Still, fish exports account for a measly 0.1 percent of the UK's GDP, and 0.06 percent of France's economy. Clearly, this fight isn't just, or even mainly, about fish.
What's in it for Boris? Johnson has had a rough time of it lately, and he may be hoping that a fight with the French – whom Britons love to hate – might provide a nice distraction from a string of crises causing frustration and angst at home. Supply-chain disruptions fueled by the pandemic and Brexit have British nerves on edge, while energy shortages are sending prices sharply higher. Morale among Britons is low as a frosty winter looms.
Economic conditions may well get worse. As London grapples with post-Brexit shocks, Germany, Europe's biggest economy, says the UK is likely to fall out of the country's top 10 trading partners for the first time in seven decades. That matters much more than any fight over fish.
Moreover, Johnson is locked in a bitter stalemate with the EU as he tries to renegotiate the conditions of the Northern Ireland Protocol – a post-Brexit arrangement that the PM says is disrupting the flow of goods between London and Belfast. Johnson could be buying time with the French drama so he can trigger a legal loophole that would allow him to renege on the Protocol. (However, he likely wants to wait until his international guests leave the COP26 summit in Glasgow.)
The French are always grumpy in October. This was the analysis from a Tory MP on what's aggravating the French so much. (He was slyly referring to the anniversary of the Battle of Trafalgar, a fight in which the British prevailed over Napoleon's navy in 1805.)

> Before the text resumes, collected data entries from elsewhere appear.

PR #697, opened 2019-10-15
Feature/improve particle comparison

raymonshansen:
**Comparing defaultdicts**
As per discussion in Matrix chat, this pull request adds the following:
- A 'collections_helpers.py' file containing a function which compares defaultdicts without mutating them.
- A 'collections_helpers_tests.py' with unittests for above helper function.
- Slight modifications to the Particle class, using the new helper function.

**NOTE**
There are two skipped tests that concerns how dicts with differing default types are compared. See also chat for a slightly more confusing overview of the matter. :)

This particular part of the Particle class is ignored by codecoverage?? :(

All code should be PEP8 compliant. I have tried to conform to the going style(for docstrings) to the best of my ability. Please let me know about all the things I have missed and I'll update the PR as soon as I can.

Thanks for feedback and help with requirements and questions.

Raymon Skjørten Hansen
Tromsø, Norway

### DIFF
--- a/plasmapy/utils/collections_helpers.py
+++ b/plasmapy/utils/collections_helpers.py
@@ -1,0 +1,46 @@
+from collections import defaultdict
+
+
+def compare_default_dicts(a: defaultdict, b: defaultdict) -> bool:
+    """Compare two defaultdicts, return True if equal, else False.
+    Does a benign or soft compare. If the defaultdicts COULD become
+    equal, they are considered equal.
+
+    * Does NOT change the memory imprint of any of the dictionaries.
+    * Any overlapping keys, must have same value.
+    * Keys unique to one, must have the default value of the other.
+    * Order of input does NOT matter.
+
+    Example:
+    a = defaultdict(lambda: "", a=42, b=42, c="")
+    b = defaultdict(lambda: 42, c="", d="")
+    compare_defaultdicts(a, b) -> True
+
+    Parameters
+    ----------
+    a : defaultdict
+        Default dictionary from collections
+    b : defaultdict:
+        Default dictionary from collections
+
+    Returns
+    -------
+    bool : True if equal, else False
+
+    """
+    a_keys = set(a)
+    b_keys = set(b)
+    a_unique_keys = (a_keys | b_keys) - b_keys
+    b_unique_keys = (a_keys | b_keys) - a_keys
+
+    # The intersecting keys must have the same value
+    if not all(a[key] == b[key] for key in (a_keys & b_keys)):
+        return False
+
+    # Keys unique to one, must have default value of other.
+    if not all(b.default_factory() == a[key] for key in a_unique_keys):
+        return False
+    if not all(a.default_factory() == b[key] for key in b_unique_keys):
+        return False
+
+    return True
--- a/plasmapy/utils/tests/collections_helpers_tests.py
+++ b/plasmapy/utils/tests/collections_helpers_tests.py
@@ -1,0 +1,100 @@
+import unittest
+from collections import defaultdict
+from plasmapy.utils import compare_default_dicts
+
+
+class TestDictCompare(unittest.TestCase):
+    """
+    Tests custom comparing of pythons defaultdicts.
+    Note that default value of int = 0 and default of
+    str = ''
+    """
+
+    def test_same_keys(self):
+        msg = "Two equal defaultdicts should be same."
+        a = defaultdict(int, a=1, b=1, c=1)
+        b = defaultdict(int, a=1, b=1, c=1)
+        result_a_first = compare_default_dicts(a, b)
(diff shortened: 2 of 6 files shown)


StanczakDominik:
I'll take a look at it a bit later!

plasmapy/utils/collections_helpers.py
```diff
@@ -0,0 +1,46 @@
...
+
+    * Does NOT change the memory imprint of any of the dictionaries.
+    * Any overlapping keys, must have same value.
+    * Keys unique to one, must have the default value of the other.
+    * Order of input does NOT matter.
+
+    Example:
+    a = defaultdict(lambda: "", a=42, b=42, c="")
+    b = defaultdict(lambda: 42, c="", d="")
+    compare_defaultdicts(a, b) -> True
```
StanczakDominik: This could be put into docstring form to get tested on each doc build! Take our other functions for examples.

plasmapy/utils/collections_helpers.py
```diff
@@ -0,0 +1,46 @@
...
+
+    Parameters
+    ----------
+    a : defaultdict
+        Default dictionary from collections
+    b : defaultdict:
```
StanczakDominik:
```suggestion
    b : defaultdict
```

plasmapy/utils/tests/collections_helpers_tests.py
```diff
@@ -0,0 +1,100 @@
+import unittest
+from collections import defaultdict
+from plasmapy.utils import compare_default_dicts
+
+
+class TestDictCompare(unittest.TestCase):
```
StanczakDominik: I was a bit confused as to why you'd use `unittest` here, but sure, if you want to write them that way :) Pytest handles unittest-style tests, so it's fine.

plasmapy/utils/tests/collections_helpers_tests.py
```diff
@@ -0,0 +1,100 @@
...
+    def test_comparing_should_not_mutate_any_dict(self):
+        msg = "Comparing should not change any dict."
+        a = defaultdict(int, a='Hello', b=0.5, c=[])
+        a_copy = a.copy()
+        b = defaultdict(str, a=1001, b={}, c='World', d=[])
+        b_copy = b.copy()
+
+        # We're not interested in the actual dictionaries,
+        # just whether comparing mutated any of them.
+        _ = compare_default_dicts(a, b)
```
StanczakDominik: We can probably just skip the assignment, then:

```suggestion
        compare_default_dicts(a, b) 
```

plasmapy/utils/tests/collections_helpers_tests.py
```diff
@@ -0,0 +1,100 @@
...
+        result_a_first = compare_default_dicts(a, b)
+        result_b_first = compare_default_dicts(b, a)
+        self.assertEqual(result_a_first, True, msg)
+        self.assertEqual(result_b_first, True, msg)
+
+    @unittest.skip("Awaiting specific requirements")
+    def test_two_empty_with_different_default_value(self):
+        msg = "???"
+        a = defaultdict(int)
+        b = defaultdict(str)
```
StanczakDominik: @namurphy, care to give your opinion on this one?

plasmapy/utils/tests/collections_helpers_tests.py
```diff
@@ -0,0 +1,100 @@
...
+        result_a_first = compare_default_dicts(a, b)
+        result_b_first = compare_default_dicts(b, a)
+        self.assertEqual(result_a_first, False, msg)
+        self.assertEqual(result_b_first, False, msg)
+
+    @unittest.skip("Awaiting specific requirements")
+    def test_disjoint_values_match_default_of_other(self):
+        msg = "???"
+        a = defaultdict(str, a=0, b=0, c="")
+        b = defaultdict(int, c="", d="", e="")
```
StanczakDominik: I would expect this to fail because `0 == ""` is `False`. @namurphy ?

plasmapy/utils/tests/collections_helpers_tests.py
raymonshansen: This was to explicitly note that we are ditching the result. This is also why I made the dicts VERY different. We're not actually interested in the result from compare. We just want to make sure that the act of comparing doesn't modify any of them. But I'm happy either way. :)

plasmapy/utils/collections_helpers.py
raymonshansen: Oops!

plasmapy/utils/tests/collections_helpers_tests.py
raymonshansen: Well, both of the above boils down to whether or not we care about the default value in itself or just the k,v pairs actually present in the dicts. But they do make for some interesting edge cases!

A more likely explanation: French domestic politics plays a sizable role in Macron's calculus. As the euroskeptic right gains momentum ahead of French presidential elections in April, Macron is on a mission to make an example of Britain, and to convince voters that France can impose serious costs on those who ditch the EU and disrespect hard-working French fishermen. It's a popular position for a leader facing a tighter-than-hoped-for race for re-election next year.
Macron also likely wants to make the point that France won't be pushed around by a British leader he regards as unserious. After a recent Australian decision to form a security partnership with the US and Britain – and to buy US rather than French submarines – surprised and embarrassed him personally, the French president likely wants to assert that he's no pushover and set a precedent for bigger post-Brexit negotiations to come.
Fish matter, but the real drama lies ahead when the UK tries to maneuver its way out of post-Brexit arrangements it previously committed to. When that happens, Johnson won't have just the French on his case.